**Problem statement**
Only the lines from the beginning of the data below through the line containing "## Testing notes" belong in the response, each copied exactly.
%%
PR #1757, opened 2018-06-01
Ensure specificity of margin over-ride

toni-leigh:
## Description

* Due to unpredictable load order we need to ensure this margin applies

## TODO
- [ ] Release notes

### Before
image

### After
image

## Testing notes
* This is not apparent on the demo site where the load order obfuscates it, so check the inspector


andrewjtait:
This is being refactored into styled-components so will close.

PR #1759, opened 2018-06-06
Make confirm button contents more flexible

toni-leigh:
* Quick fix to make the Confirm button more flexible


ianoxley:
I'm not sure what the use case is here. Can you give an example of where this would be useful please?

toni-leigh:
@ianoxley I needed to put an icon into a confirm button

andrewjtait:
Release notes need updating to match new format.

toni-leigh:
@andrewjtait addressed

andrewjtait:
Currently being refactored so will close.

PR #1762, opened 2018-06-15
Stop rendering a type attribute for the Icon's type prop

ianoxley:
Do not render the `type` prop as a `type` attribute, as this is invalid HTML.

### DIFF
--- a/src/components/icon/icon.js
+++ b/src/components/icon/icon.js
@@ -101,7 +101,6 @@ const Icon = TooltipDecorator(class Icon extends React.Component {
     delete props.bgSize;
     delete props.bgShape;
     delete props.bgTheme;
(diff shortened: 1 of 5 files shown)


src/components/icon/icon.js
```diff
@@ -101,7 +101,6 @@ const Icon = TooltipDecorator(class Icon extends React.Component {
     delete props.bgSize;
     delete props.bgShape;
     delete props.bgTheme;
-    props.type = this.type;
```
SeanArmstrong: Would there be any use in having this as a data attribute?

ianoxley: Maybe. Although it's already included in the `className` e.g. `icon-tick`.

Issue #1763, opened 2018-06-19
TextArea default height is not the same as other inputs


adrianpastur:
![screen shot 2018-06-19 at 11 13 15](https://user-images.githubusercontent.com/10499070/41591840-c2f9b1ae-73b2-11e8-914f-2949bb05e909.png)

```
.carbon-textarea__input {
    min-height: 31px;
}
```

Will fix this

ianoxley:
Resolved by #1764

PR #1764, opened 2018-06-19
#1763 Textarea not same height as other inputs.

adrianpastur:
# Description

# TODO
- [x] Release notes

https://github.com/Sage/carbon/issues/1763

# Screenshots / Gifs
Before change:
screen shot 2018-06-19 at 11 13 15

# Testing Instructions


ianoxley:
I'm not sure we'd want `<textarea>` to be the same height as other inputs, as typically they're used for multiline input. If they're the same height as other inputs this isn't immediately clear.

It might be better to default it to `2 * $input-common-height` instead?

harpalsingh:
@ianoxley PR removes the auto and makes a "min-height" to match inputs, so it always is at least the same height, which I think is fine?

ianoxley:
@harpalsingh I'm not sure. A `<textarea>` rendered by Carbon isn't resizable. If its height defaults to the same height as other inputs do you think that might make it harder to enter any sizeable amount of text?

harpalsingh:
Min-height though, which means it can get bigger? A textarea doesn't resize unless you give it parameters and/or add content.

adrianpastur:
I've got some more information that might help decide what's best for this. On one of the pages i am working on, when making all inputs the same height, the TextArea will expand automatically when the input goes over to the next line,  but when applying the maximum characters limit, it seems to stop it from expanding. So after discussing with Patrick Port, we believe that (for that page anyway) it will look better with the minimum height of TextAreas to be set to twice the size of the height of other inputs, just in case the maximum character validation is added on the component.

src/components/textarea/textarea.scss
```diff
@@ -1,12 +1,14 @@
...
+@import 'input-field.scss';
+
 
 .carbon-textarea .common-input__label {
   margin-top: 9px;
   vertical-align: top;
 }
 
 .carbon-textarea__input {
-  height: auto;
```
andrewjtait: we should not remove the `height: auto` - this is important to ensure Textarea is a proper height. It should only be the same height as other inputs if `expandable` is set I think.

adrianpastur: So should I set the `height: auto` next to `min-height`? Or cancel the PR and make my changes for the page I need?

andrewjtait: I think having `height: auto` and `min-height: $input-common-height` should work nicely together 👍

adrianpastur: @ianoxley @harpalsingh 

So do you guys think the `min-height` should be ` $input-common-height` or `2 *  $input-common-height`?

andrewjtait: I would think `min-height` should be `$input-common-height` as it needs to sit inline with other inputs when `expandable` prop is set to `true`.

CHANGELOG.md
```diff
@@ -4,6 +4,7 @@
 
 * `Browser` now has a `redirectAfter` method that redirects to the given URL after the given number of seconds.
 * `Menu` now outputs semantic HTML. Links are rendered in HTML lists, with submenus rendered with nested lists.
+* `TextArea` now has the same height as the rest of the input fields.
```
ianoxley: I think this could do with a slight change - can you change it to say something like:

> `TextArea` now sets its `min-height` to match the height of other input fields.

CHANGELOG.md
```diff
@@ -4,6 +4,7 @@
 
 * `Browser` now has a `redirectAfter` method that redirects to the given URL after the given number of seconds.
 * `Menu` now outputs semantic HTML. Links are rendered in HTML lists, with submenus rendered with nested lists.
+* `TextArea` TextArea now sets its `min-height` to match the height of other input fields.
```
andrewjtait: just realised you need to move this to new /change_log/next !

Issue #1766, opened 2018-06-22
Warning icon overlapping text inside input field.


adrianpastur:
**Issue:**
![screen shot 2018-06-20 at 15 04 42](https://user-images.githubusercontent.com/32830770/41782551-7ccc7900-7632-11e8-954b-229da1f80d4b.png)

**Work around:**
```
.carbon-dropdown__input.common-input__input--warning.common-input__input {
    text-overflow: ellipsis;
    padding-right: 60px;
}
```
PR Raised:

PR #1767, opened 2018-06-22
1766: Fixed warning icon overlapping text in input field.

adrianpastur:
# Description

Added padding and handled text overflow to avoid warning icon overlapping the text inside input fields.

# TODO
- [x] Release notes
%%
**Answer to the exercise**
PR #1757, opened 2018-06-01
Ensure specificity of margin over-ride

toni-leigh:
## Description

* Due to unpredictable load order we need to ensure this margin applies

## TODO
- [ ] Release notes

### Before
image

### After
image

## Testing notes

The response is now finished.